1. Karlaplansstudion; Sztokholm, Szwecja; 24 października 1963
Niegdyś krążyły plotki, że w latach 70. John Lennon przeszukiwał sklepy płytowe w Greenwich Village w poszukiwaniu nagrania tego zestawu ze Szwecji. Gdybyś chciał twierdzić, że to lepsze niż Dylan w Manchester Free Trade Hall czy The Who w Leeds, twój argument zasługiwałby przynajmniej na wysłuchanie. To jest pierwotne. Posiada finezję. Jest to najgłośniejszy rock & roll, jaki ktokolwiek kiedykolwiek nagrał do tego momentu. Występ był transmitowany przez Szwedzkie Radio Narodowe, więc zachowany dźwięk jest nieskazitelny, z mnóstwem grubych, skutecznych zniekształceń ze wzmacniaczy gitarowych. To był ich pierwszy koncert poza Anglią po zdobyciu sławy. Wrzeszczą nad początkiem „Money”, próbując zmusić Lennona do podniesienia intensywności wokalnej o kolejny szczebel. Udaje mu się. Są nieskazitelnie zwarci w coverze „You Really Got a Hold on Me” Smoky Robinsona i Miraclesów, a zamykający album „Twist and Shout” daje popalić swojemu słynnemu studyjnemu odpowiednikowi.

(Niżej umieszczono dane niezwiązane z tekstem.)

PR #234, opened 2026-07-14
Validate card counts in CalcAllTablesN to prevent segfault on malformed deals

danielneill:
## Summary
`calc_all_tables_pbn` / `CalcAllTablesN` can segfault when a batch contains a malformed deal — one whose hands don't each hold 13 cards. The same deal solved alone returns `RETURN_CARD_COUNT` (-14) cleanly.

## Mechanism
A malformed deal passes `convert_from_pbn` and reaches the multi-threaded solver, which reads out of bounds before the per-board card-count check fires. The crash is intermittent — it depends on the number of tables in the batch and the heap layout (a 32-table batch crashes; the same malformed deal in a 2-table batch returns -14).

## Fix
Validate up front in `CalcAllTablesN` that every hand holds exactly 13 cards (`std::popcount` over the four suit bitmasks), returning `RETURN_CARD_COUNT` before any board is dispatched to the solver. This matches the contract the single-board path already enforces.

Scope notes:
- Covers the wrong-count case (the observed crash). Cross-hand duplicate cards (each hand has 13 but a card is repeated) are out of scope.
- The single-board path (`CalcDDtableN`) is unchanged — it already returns -14 without crashing.

## Testing
- New regression test: a malformed deal raises both solo and inside a batch (previously segfaulted the interpreter).
- Verified against a build of this branch: a 32-deal batch that segfaulted (exit 139) now raises -14; valid batches still return tables; all existing `//python:all` tests pass.

### DIFF
--- a/library/src/calc_tables.cpp
+++ b/library/src/calc_tables.cpp
@@ -8,6 +8,7 @@
 */
 
 #include "calc_tables.hpp"
+#include <bit>
 #include <vector>
 
 #include <pbn.hpp>
@@ -253,6 +254,22 @@ int STDCALL CalcAllTablesN(
 
   if (count * dealsp->no_of_tables > MAXNOOFTABLES * DDS_STRAINS)
     return RETURN_TOO_MANY_TABLES;
+
+  // Each hand must hold exactly 13 cards. A malformed deal otherwise reaches
+  // the multi-threaded solver, which can read out of bounds and crash the
+  // process -- intermittently, depending on the number of tables and heap
+  // layout -- before the per-board card-count check fires. Reject up front so
+  // batch calls fail cleanly with RETURN_CARD_COUNT, matching the contract the
+  // single-board solver already enforces.
+  for (int m = 0; m < dealsp->no_of_tables; m++)
+    for (int h = 0; h < DDS_HANDS; h++)
+    {
+      int cardsInHand = 0;
+      for (int s = 0; s < DDS_SUITS; s++)
+        cardsInHand += std::popcount(dealsp->deals[m].cards[h][s]);
+      if (cardsInHand != 13)
+        return RETURN_CARD_COUNT;
+    }
 
   int ind = 0;
   int lastIndex = 0;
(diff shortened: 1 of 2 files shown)


library/src/calc_tables.cpp
```diff
@@ -254,6 +255,22 @@ int STDCALL CalcAllTablesN(
   if (count * dealsp->no_of_tables > MAXNOOFTABLES * DDS_STRAINS)
     return RETURN_TOO_MANY_TABLES;
 
+  // Each hand must hold exactly 13 cards. A malformed deal otherwise reaches
```
zzcgumn, line 258: Are we sure that this is what we want? I think all hands have the same number of cards and at most 13 cards is the correct criteria as partial deals are allowed.

tzimnoch: +1

I also prefer to hide this feature behind a flag. While this isn't enormously expensive, I don't want to take the performance hit to verify something I already guaranteed some other way. This is a speed-critical library for many use cases.

danielneill:
Closing this PR — after a deeper review I can't stand behind its premise.

**@zzcgumn is right about the criterion.** The single-board validator (`board_value_checks`) enforces *equal card counts across the four hands* (and ≤52 total), not 13 per hand — partial deals are legal. My exactly-13 check would have rejected input the library correctly accepts today. That alone would have required rework.

**More importantly, I can no longer reproduce the segfault the PR claims to fix.** I went back with the actual malformed deals from the production data that triggered the original report and tried, with the guard removed:

- C++ ASAN harness (batch sizes 8–40, malformed deal at various positions, ~40 runs)
- `-c opt` Python builds of this branch's parent and of pre-#224 `develop` (~800 calls, including the batch sizes recorded as crashing, sequential multi-batch runs over the real deal corpus, and batches containing multiple malformed deals)
- the exact production wheel binary, on the machine where the crash was observed

Every single call returned a clean `RETURN_CARD_COUNT` (-14) from the existing per-board validation. No crash, no ASAN findings. Tracing the code agrees: `board_range_checks`/`board_value_checks` run before the solver touches anything dangerous, in both the solo and batch paths.

The original SIGSEGV was observed inside a long-running, heavily loaded analysis process solving ~20k deals. Whatever happened there, I can't substantiate that a malformed deal in a batch is the cause — so an upfront guard justified by that claim shouldn't land, and @tzimnoch's reluctance to pay for redundant validation (however small) is fair when the validation is provably redundant in every environment I can test.

If I ever catch the crash again with a traceable stack or ASAN report, I'll come back with evidence and a properly targeted fix. Thanks to all three reviewers for pushing on the right things.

To zespół, który odkrywa, jak potężny może być, nawet gdy już wiedział, że jest cholernie potężny. Ale to tak jakby zdawali sobie sprawę, że są lepsi niż wiedzieli, że są, i to nie jest tak, że brakuje im pewności siebie. To jest jedno wspaniałe piekło dźwięku.

Dodaj komentarz

Twój adres e-mail nie zostanie opublikowany.